EXTRACTED ENTRIES START

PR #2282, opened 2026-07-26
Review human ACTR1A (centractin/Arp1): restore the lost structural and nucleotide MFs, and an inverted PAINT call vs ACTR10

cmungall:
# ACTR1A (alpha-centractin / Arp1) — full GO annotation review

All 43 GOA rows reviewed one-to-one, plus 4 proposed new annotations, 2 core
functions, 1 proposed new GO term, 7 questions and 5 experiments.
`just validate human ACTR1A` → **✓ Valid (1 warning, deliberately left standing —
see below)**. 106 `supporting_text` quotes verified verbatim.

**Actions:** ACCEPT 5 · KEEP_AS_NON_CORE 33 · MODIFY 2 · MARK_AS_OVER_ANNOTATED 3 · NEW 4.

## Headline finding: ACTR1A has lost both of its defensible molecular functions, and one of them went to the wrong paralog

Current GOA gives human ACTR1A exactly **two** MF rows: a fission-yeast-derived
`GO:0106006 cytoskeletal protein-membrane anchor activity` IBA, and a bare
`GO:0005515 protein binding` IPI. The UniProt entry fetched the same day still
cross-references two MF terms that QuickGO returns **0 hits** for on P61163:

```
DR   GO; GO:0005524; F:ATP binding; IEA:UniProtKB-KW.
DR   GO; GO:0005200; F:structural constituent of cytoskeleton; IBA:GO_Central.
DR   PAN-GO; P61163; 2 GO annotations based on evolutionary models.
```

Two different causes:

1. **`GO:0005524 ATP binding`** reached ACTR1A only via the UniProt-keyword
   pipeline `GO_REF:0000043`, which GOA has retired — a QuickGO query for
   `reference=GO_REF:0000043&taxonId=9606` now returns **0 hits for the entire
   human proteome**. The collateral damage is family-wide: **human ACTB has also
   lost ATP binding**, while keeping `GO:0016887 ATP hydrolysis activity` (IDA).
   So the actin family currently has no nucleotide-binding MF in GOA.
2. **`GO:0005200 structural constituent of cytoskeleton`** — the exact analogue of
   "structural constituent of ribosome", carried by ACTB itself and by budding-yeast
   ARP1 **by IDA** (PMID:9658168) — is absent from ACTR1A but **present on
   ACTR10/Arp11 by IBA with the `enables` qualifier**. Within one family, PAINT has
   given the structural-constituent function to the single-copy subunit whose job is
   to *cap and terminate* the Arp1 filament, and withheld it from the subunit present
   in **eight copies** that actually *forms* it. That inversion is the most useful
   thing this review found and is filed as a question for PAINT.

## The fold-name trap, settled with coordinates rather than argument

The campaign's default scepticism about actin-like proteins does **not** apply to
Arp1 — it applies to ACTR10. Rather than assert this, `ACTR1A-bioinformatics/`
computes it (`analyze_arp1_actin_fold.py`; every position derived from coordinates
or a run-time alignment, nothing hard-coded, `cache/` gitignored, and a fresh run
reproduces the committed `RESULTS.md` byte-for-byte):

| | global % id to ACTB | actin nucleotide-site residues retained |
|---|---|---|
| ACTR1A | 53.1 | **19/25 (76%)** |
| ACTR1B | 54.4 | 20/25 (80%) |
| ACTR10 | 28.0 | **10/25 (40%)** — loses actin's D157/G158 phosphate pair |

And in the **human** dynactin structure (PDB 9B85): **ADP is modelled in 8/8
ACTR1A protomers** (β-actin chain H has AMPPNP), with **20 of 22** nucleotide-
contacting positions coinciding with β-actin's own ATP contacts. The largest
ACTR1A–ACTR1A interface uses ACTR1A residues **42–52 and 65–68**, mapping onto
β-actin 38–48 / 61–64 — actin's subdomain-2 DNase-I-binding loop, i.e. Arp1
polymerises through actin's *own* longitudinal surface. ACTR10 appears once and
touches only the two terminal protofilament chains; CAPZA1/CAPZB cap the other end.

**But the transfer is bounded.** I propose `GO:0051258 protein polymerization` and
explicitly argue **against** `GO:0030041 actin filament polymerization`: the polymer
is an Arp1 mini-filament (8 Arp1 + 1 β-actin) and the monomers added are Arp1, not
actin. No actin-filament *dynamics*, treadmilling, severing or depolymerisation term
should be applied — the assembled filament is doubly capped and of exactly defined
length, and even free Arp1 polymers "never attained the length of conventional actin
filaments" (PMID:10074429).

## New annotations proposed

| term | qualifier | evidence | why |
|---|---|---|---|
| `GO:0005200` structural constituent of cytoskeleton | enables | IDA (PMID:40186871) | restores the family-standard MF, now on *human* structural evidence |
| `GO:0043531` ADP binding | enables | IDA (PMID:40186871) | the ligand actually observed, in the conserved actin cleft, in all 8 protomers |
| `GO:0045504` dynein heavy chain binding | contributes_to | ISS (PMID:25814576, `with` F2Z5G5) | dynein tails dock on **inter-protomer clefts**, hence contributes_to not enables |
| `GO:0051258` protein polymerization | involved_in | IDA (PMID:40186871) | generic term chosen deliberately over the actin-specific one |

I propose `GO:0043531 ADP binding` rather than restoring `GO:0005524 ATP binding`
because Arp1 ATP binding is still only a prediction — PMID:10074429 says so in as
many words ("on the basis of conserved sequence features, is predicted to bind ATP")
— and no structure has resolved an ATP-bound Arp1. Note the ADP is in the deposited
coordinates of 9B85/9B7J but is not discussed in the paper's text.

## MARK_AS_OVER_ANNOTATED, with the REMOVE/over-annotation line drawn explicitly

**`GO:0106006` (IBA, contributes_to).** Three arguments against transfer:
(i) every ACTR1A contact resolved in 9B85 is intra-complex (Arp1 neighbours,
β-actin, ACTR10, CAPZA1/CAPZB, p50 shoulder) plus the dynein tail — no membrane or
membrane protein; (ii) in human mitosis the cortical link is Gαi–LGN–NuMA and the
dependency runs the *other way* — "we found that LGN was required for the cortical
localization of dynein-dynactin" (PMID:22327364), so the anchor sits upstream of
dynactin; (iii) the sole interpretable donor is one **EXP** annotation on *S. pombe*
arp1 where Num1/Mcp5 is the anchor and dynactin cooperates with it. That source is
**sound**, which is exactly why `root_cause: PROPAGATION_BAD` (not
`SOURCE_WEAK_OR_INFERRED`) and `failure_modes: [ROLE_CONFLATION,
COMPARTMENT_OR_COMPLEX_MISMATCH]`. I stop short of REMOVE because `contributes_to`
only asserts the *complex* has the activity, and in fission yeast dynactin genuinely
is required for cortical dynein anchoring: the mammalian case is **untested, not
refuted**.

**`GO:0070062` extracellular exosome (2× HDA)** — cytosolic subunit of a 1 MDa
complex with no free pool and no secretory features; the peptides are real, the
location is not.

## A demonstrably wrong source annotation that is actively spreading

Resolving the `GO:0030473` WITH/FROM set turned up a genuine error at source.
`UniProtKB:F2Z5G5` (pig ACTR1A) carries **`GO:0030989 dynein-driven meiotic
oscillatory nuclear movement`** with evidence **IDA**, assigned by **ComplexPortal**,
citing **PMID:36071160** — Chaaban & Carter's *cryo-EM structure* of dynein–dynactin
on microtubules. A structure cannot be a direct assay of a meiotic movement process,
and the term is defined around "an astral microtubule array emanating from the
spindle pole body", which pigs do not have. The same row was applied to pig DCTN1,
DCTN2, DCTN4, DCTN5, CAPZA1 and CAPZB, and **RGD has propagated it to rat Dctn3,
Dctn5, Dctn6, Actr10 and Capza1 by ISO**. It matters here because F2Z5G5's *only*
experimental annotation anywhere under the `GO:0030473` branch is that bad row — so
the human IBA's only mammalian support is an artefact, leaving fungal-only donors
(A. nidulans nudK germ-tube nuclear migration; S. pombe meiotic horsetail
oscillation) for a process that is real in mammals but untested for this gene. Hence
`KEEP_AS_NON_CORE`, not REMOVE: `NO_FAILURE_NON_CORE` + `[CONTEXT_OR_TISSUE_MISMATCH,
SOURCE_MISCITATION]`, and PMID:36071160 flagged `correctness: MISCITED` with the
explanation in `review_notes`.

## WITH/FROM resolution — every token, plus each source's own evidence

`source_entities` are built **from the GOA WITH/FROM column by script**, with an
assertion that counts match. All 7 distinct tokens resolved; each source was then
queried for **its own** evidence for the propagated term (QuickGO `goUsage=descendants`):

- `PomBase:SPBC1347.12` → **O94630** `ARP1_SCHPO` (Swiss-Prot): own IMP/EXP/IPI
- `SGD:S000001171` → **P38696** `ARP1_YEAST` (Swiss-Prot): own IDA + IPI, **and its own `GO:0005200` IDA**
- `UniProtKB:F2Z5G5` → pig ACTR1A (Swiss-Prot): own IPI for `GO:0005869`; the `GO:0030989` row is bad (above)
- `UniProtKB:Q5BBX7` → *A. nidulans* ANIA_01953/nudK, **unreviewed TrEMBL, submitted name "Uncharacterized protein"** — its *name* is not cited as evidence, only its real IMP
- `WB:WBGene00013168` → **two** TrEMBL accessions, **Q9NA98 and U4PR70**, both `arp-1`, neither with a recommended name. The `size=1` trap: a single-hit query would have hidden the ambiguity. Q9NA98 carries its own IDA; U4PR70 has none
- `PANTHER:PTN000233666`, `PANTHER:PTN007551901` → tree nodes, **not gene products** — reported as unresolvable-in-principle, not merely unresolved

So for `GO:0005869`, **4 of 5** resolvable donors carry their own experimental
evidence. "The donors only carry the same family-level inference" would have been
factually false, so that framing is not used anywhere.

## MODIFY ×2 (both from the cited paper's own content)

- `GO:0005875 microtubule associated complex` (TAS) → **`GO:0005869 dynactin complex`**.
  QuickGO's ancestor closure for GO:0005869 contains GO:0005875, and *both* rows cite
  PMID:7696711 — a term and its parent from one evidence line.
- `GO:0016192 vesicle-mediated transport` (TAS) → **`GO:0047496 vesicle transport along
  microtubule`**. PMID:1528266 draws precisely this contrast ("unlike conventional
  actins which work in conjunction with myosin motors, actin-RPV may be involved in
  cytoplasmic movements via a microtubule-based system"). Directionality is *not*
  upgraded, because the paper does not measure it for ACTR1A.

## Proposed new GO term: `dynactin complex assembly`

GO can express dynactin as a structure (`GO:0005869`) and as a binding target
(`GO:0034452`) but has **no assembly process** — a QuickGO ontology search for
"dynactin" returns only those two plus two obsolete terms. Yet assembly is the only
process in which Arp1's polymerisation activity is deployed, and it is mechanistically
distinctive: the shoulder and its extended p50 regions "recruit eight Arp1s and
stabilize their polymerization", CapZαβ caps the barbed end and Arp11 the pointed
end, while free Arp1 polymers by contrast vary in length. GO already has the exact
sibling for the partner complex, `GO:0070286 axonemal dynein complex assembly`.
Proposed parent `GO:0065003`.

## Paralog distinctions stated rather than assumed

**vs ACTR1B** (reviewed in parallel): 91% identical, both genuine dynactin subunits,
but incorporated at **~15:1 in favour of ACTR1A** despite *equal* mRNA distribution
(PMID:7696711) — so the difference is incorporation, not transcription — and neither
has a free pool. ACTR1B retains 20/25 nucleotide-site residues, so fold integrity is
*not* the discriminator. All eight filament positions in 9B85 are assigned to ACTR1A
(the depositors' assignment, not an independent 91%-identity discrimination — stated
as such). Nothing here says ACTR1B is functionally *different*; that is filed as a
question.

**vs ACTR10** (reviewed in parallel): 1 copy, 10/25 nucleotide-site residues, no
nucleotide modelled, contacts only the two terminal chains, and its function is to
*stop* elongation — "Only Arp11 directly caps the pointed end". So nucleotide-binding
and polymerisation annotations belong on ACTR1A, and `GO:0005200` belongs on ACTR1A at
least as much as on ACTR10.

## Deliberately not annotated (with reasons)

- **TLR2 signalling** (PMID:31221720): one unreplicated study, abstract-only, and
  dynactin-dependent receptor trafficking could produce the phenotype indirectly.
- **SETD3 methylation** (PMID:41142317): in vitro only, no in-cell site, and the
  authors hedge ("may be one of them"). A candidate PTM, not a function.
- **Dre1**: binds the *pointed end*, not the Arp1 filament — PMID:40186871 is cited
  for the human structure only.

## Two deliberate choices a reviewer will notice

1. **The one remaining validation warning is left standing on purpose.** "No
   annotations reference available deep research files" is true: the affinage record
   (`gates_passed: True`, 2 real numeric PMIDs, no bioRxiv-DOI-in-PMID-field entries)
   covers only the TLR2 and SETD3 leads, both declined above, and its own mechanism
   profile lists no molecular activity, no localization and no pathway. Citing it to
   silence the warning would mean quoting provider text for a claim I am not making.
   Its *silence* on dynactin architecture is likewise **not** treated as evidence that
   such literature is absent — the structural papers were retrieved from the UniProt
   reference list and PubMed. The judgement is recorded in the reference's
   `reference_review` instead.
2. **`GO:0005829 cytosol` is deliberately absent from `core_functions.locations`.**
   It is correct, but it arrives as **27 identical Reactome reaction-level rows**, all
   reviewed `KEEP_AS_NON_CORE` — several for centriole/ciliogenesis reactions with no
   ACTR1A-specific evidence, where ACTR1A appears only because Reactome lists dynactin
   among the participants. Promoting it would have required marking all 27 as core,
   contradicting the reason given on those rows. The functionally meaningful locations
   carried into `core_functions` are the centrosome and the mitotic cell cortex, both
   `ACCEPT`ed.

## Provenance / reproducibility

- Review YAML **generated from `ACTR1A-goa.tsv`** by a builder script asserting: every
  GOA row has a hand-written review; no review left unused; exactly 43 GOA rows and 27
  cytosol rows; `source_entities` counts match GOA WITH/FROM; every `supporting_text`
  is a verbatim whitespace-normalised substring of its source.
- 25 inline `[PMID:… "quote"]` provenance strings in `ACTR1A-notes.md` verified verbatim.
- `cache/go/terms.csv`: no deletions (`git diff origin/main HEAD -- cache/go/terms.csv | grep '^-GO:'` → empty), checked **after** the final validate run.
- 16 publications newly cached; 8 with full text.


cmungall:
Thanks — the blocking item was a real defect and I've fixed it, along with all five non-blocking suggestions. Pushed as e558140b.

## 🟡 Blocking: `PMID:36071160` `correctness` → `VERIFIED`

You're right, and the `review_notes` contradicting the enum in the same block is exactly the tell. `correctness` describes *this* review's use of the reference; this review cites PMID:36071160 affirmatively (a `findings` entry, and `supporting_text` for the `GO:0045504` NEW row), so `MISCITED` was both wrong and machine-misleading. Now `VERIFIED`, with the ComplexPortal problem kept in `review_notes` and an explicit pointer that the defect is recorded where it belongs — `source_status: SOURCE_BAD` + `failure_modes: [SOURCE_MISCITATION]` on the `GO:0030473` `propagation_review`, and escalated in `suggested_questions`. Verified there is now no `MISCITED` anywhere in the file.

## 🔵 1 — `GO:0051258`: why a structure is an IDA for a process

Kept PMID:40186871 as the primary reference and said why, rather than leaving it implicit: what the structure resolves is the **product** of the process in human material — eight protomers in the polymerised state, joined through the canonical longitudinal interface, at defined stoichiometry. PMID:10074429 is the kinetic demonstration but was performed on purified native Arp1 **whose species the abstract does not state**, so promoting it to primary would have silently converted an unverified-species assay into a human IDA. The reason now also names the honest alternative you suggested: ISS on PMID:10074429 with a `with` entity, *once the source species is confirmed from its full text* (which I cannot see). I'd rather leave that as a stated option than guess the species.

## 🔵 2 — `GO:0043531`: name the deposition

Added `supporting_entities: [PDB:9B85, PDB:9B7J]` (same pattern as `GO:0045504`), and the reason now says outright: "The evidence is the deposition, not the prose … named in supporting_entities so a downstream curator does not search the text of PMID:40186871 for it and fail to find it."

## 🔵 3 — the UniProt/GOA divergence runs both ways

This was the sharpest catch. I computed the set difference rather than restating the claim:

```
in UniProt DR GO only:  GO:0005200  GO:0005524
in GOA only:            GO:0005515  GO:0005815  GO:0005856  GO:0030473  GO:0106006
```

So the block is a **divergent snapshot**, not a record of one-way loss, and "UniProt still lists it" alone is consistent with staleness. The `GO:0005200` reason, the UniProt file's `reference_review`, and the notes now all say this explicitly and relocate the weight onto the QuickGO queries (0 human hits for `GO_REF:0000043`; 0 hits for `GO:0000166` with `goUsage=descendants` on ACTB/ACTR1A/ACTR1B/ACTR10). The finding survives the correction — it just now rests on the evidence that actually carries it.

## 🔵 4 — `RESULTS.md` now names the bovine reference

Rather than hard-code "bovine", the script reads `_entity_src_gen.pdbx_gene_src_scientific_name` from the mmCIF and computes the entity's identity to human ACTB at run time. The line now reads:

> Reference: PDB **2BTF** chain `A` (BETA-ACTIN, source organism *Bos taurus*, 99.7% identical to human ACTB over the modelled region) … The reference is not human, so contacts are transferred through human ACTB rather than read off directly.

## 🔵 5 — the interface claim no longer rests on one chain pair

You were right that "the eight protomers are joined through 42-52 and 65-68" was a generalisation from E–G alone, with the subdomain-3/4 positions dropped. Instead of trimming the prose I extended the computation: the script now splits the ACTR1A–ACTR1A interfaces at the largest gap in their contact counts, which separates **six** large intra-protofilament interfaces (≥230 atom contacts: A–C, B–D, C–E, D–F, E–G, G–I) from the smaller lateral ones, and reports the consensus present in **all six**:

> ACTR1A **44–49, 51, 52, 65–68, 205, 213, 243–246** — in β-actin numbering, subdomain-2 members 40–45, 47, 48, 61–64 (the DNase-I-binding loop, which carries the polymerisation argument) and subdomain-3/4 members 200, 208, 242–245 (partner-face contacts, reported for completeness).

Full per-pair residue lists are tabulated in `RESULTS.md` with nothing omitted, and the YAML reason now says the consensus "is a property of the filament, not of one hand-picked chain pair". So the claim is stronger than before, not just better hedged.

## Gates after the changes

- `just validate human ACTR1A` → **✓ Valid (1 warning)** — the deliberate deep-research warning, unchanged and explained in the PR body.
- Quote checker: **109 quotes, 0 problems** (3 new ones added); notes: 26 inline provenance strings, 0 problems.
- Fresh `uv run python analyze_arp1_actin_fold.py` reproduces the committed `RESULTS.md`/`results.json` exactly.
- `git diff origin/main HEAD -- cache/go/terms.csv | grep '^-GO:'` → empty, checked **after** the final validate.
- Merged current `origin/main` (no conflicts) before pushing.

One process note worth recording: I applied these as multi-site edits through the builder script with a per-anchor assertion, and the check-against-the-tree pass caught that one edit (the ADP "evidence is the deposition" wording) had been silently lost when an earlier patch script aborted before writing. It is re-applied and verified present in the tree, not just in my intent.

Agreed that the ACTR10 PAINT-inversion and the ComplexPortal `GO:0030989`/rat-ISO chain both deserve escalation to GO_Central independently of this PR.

EXTRACTED ENTRIES END

PROBLEM DETAILS: Across the data, count every line where the string "inline" turns up, then write only that count.

ANSWER SECTION: 2